====== Provided data ======
PR #1535, opened 2025-02-13
Chatbot UI update

TamiTakamiya:
Jira Issue: n/a

## Description

Minor Chatbot UI update on following three points:

1. Update PF6 chatbot library to 2.2.0-prerelease.21, which includes the fix for https://github.com/patternfly/chatbot/issues/416
   * Also added @patternfly/react-table and updated eslint-plugin-testing-library and typescript-eslint 
2. Added a small change on the timing to stop showing the waiting icon. Before the change, the waiting icon was deleted when the very first response was received from the chatbot service.  It was changed to delete when the first visible data is received. There is a gap between the first response and the first visible data. 
    * Aslo added the Accept header for streaming chat.  It is needed when the chatbot UI is connected to the new streaming chat endpoint, which is being developed on AI Connect service.

### Steps to test
1. Pull down the PR
2. Run unit tests

### Scenarios tested

Unit tests + manual test by running the local vite server.

## Production deployment

### DIFF
--- a/ansible_ai_connect_chatbot/src/useChatbot/useChatbot.ts
+++ b/ansible_ai_connect_chatbot/src/useChatbot/useChatbot.ts
@@ -369,13 +369,12 @@ export const useChatbot = () => {
             method: "POST",
             headers: {
               "Content-Type": "application/json",
+              Accept: "application/json,text/event-stream",
               "X-CSRFToken": csrfToken!,
             },
             body: JSON.stringify(chatRequest),
             async onopen(resp: any) {
-              if (resp.ok && resp.status === 200) {
-                setIsLoading(false);
-              } else if (
+              if (
                 resp.status >= 400 &&
                 resp.status < 500 &&
                 resp.status !== 429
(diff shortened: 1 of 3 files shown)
======
Directions: Go to the line holding "async onopen(resp: any)" in the entries above and return it, along with every line after it, exactly as written.

Answer section:
             async onopen(resp: any) {
-              if (resp.ok && resp.status === 200) {
-                setIsLoading(false);
-              } else if (
+              if (
                 resp.status >= 400 &&
                 resp.status < 500 &&
                 resp.status !== 429
(diff shortened: 1 of 3 files shown)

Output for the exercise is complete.